BI-WIRING AND TRI-WIRING
If the cause of the first major parting of the ways of the 'engineers' and
the 'audiophiles' was the audibility of class A type crossover distortion
in transistor-operated audio amplifiers (nothing to do with loudspeakers in
this case) - which the engineers said was either non-existent or negligible,
and the audiophiles said they could hear and disliked - the second was whether
or not loudspeaker cables were audibly important. Once again, the engineers
said that their calculations and measurements proved conclusively that they
were unimportant acoustically, provided that they were of a reasonably low
resistance, and, once again, the audiophiles said that they could hear a difference,
and they were acoustically very important.
My own feeling in this instance is that the audiophiles have overstated their
case but, nevertheless, there is a grain of truth in their claims, as can
be shown by a simple experiment. Let us take the case of a pair of LS units
which have been wired up using a couple of equal lengths of twin-core 10 amp
mains cable. This is a fairly common practice among the more prosaic, or more
frugally minded, members of the audio fraternity (if it had so happened that
their power amplifier did not come complete with a pair of specialty speaker
cables), even when their total expenditure on their equipment was substantial
- and that the position of the channel balance control has been optimally
adjusted to provide a central stereo image.
Now, in the interests of tidiness, let us reduce the length of one of the
LS cables, so that there is less redundant cable between the power amplifier
and the nearer LS unit. Almost certainly it will be found that the position
of the channel balance control for a central stereo image must now be altered
so that less gain is required from the LS unit fed by the shorter LS lead
- a condition which is unaffected by change of amplifiers or LS units.
This outcome would be puzzling to the user, if he or she had previously satisfied
themselves either by measurement or by calculations based on the maker's specification
of resistance per meter, that the resistance of their LS cables was substantially
lower than the quoted impedance of their loudspeakers. Experiment suggests
that the extent to which the central stereo image position is affected by
the relative lengths of the LS cables depends on the goodness (in respect
of lowness of resistance) of the cables, so that the offset of central stereo
image caused by cable length asymmetry is less noticeable with the better
quality cables.
I think that the explanation of this phenomenon is that the LS makers' quoted
impedance values tend to be somewhat notional and that the impedance of most
multiple-driver loudspeaker units can fall to very low levels at parts of
the audio spectrum, especially under dynamic conditions.

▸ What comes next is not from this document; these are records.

PR #240, opened 2021-07-16
Fix contruction of np.array from custom types

jcarpent:


jcarpent:
@nim65s Could you check the reasons of the failure on gitlab? As it is passing on Ubuntu/conda, this should work too on the LAAS build farm.

nim65s:
Hi @jcarpent,

I think this is a numpy version issue.

For example, in 20.04, this will fail with the same error message as in gitlab CI:

```dockerfile
FROM ubuntu:20.04                                                                                                      

ENV DEBIAN_FRONTEND=noninteractive CTEST_OUTPUT_ON_FAILURE=true

RUN apt-get update -y \
 && apt-get install -y \
    build-essential \
    cmake \
    git \
    libboost-all-dev \
    libeigen3-dev \
    python-is-python3 \
    python3-numpy \
    python3-pip \
 && rm -rf /var/lib/apt/lists/*

#RUN python -m pip install --upgrade numpy
RUN git clone --recursive -j4 -b devel https://github.com/jcarpent/eigenpy.git
WORKDIR eigenpy/build
RUN cmake ..
RUN make -sj16
RUN make test
``` 

Uncommenting numpy upgrade from 1.17.4 (ubuntu) to 1.21.0 (PyPI) make the tests pass as in conda CI.

proyan:
@nim65s I tried this branch on my local installation, with Ubuntu20.04, and numpy version 1.21.1, but couldn't reproduce this error. Perhaps this might be a numpy bug fixed between 1.21.0 and 1.21.1 🤞🏽

jcarpent:
as mentioned by @nim65s, the issue is coming for numpy < 1.21

proyan:
For Ubuntu20.04, numpy installation by apt (1.17.4) to and PyPI (1.21.1) both seem to be supported (if the bug really was in 1.21.0). If so, do we still need to provide a patch for numpy version <1.21.1? I guess we could simply ask the user to update the installed version

jcarpent:
We should not ask people to update their NumPy version to get the latest one. 
It would be more robust to support any recent versions coming natively with Ubuntu for instance. 
So, we should provide a patch.

unittest/python/test_user_type.py
```diff
@@ -7,8 +7,8 @@
 def test(mat):
   mat[:] = mat.dtype.type(10.)
   mat_copy = mat.copy()
-  assert (mat == mat_copy).all()
-  assert not (mat != mat_copy).all()
+  assert((mat == mat_copy).all())
```
nim65s, line 10: `assert`(https://docs.python.org/3/reference/simple_stmts.html#the-assert-statement) is a statement, not a function: it doesn't need parenthesis

proyan: I removed this commit.

proyan:
The CI failure for 
```
mat[:] = ...
```
is a similar issue as https://github.com/numpy/numpy/issues/19553
The issue appears in earlier version of numpy (1.17.x), and while later versions have fixed this assignment by access, the earlier version still has this bug.

unittest/python/test_user_type.py
```diff
@@ -1,14 +1,22 @@
 import user_type
+import numpy as np
+#from packaging import version
 
 rows = 10
 cols = 20
 
 def test(mat):
-  mat.fill(mat.dtype.type(10.))
+  mat[:] = mat.dtype.type(10.)
```
proyan, line 9: This assignment would fail for numpy version 1.17.4 which is the standard in ubuntu18.04LTS.
The bug doesn't exist anymore in 1.21.0, but I haven't checked in which version between it was fixed.
We might have to warn users about the issue when they import a custom user type, and to avoid certain assignments.

proyan:
I think we can remove the array assignment from the unit-test, merge this PR, and create an issue with label `won't-fix` to keep track of the numpy bug.

jcarpent:
I'm almost done with some updates to allow casting between types. Is it fine for you?

proyan:
For the simple test of :

```python
import user_type                                                                                                                                                                                               
v = user_type.CustomDouble(1)                                                                                                                                                                                  
print("address of v:",hex(id(v)))                                                                                                                                                                              
```
the following is the backtrace:
```gdb
address of v: 0x7fffdc229170

Thread 1 "python" received signal SIGSEGV, Segmentation fault.
0x000000000053acc5 in gc_list_remove (node=0x7fffdc229160, node=0x7fffdc229160) at ../Modules/gcmodule.c:2056
2056	../Modules/gcmodule.c: No such file or directory.
(gdb) bt
#0  0x000000000053acc5 in gc_list_remove (node=0x7fffdc229160, node=0x7fffdc229160) at ../Modules/gcmodule.c:2056
#1  PyObject_GC_Del (op=0x7fffdc229170) at ../Modules/gcmodule.c:2056
#2  0x00000000004d3bc4 in subtype_dealloc (self=<CustomDouble at remote 0x7fffdc229170>) at ../Objects/typeobject.c:1192

```

It looks like PyGC_Head is undefined/ill-defined for the newly created objects. Perhaps it is unable to understand the size of the new type. As a result, when the gc tries to search for the memory address [here](https://github.com/python/cpython/blob/v3.8.10/Modules/gcmodule.c#L2054), it simply decreases the pointer reference ([here](https://github.com/python/cpython/blob/main/Modules/gcmodule.c#L72)) and that is invalid. 

This is with Python 3.8, numpy 1.21.1. It would change with different versions.

jcarpent:
Thanks for the report. 
It seems that we need to register again the type, restore with 65ed89c.
Could you check 65ed89c solve the issue on your side?

jcarpent:
Gitlab seems to be happy (fantastic).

Therefore the amplifier and its output leads may be required, under some
conditions, to drive an LS load of less than an ohm, rather than the 'eight
ohms' suggested by the makers.
However, the more enthusiastic members of the hi-fi fraternity, having discovered
that cable types can affect the system performance, have made the presumption,
on the basis of this discovery, that the fewer signal components carried by
the LS cable, the better the system will sound. The logical conclusion from
this belief is that the audio performance of the LS unit will be improved
if the crossover unit within the speaker assembly is designed so that it can
be divided into sections, and so that each section can be individually connected
to the amplifier output by way of its individual cable pair. Systems of this
kind seem to have gained some popularity, but I feel that such bi-wired or
tri-wired set-ups cannot really approach the performance which can be given
by active crossover networks feeding individual amplifiers and driver units.